*** Records for the exercise
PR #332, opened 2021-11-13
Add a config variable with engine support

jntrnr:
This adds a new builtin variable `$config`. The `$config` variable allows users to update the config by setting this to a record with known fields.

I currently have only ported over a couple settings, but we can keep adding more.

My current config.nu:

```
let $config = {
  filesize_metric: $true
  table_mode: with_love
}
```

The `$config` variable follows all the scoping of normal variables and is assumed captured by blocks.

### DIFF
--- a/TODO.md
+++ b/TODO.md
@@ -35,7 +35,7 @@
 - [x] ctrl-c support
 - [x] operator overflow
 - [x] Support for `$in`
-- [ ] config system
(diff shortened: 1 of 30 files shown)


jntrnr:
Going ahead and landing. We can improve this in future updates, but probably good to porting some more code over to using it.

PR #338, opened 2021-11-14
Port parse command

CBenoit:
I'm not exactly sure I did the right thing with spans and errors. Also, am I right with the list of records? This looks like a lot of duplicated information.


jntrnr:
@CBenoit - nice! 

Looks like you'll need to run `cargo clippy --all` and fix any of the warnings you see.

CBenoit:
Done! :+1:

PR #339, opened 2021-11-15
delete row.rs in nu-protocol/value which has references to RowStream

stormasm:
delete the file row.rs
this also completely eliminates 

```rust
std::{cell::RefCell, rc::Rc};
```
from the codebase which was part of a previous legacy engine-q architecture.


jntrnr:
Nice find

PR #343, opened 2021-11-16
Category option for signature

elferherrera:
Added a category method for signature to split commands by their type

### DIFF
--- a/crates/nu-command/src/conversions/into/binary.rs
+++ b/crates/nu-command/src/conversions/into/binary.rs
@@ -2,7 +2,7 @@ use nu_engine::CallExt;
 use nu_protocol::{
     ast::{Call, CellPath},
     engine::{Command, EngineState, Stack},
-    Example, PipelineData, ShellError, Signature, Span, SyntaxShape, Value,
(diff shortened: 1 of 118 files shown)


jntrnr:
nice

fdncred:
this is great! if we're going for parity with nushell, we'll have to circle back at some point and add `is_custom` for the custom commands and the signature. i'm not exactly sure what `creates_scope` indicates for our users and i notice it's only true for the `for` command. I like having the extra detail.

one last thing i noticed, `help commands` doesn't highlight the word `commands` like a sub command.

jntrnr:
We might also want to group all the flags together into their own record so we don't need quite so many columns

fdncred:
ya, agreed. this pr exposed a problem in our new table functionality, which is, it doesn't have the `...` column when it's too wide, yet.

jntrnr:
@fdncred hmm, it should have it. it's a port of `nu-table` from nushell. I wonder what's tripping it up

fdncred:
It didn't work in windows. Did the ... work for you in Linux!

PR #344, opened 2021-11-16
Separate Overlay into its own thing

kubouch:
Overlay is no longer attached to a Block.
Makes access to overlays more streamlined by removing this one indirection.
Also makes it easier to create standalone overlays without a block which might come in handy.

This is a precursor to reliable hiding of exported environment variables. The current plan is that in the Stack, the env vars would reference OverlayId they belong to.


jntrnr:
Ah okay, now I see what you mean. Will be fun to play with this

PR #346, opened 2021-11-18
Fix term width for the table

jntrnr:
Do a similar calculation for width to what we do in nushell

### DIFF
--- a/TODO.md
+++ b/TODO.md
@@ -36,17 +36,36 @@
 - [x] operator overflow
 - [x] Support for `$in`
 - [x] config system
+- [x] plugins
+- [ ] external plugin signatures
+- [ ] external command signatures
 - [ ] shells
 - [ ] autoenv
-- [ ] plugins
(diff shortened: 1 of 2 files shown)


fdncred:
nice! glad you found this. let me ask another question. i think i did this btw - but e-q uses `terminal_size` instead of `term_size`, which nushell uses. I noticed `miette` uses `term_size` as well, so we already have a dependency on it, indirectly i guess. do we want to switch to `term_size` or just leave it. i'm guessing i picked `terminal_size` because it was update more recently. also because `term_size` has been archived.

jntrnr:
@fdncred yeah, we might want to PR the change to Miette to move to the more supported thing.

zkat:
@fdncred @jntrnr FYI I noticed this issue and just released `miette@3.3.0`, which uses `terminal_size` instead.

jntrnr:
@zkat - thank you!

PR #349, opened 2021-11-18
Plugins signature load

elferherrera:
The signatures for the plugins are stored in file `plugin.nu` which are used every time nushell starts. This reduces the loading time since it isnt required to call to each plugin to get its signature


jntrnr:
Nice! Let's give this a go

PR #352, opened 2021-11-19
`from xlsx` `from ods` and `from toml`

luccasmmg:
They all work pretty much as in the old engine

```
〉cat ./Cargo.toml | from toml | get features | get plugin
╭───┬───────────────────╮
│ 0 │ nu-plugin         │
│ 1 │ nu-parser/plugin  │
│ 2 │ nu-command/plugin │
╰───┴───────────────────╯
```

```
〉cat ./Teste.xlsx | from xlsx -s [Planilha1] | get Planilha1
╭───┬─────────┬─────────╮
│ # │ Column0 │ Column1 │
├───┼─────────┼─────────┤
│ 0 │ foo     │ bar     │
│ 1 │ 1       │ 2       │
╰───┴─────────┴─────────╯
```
******
◆ Task instructions ◆
Return every line above where "true" appears.

◆ Response to the task ◆
  filesize_metric: $true
this is great! if we're going for parity with nushell, we'll have to circle back at some point and add `is_custom` for the custom commands and the signature. i'm not exactly sure what `creates_scope` indicates for our users and i notice it's only true for the `for` command. I like having the extra detail.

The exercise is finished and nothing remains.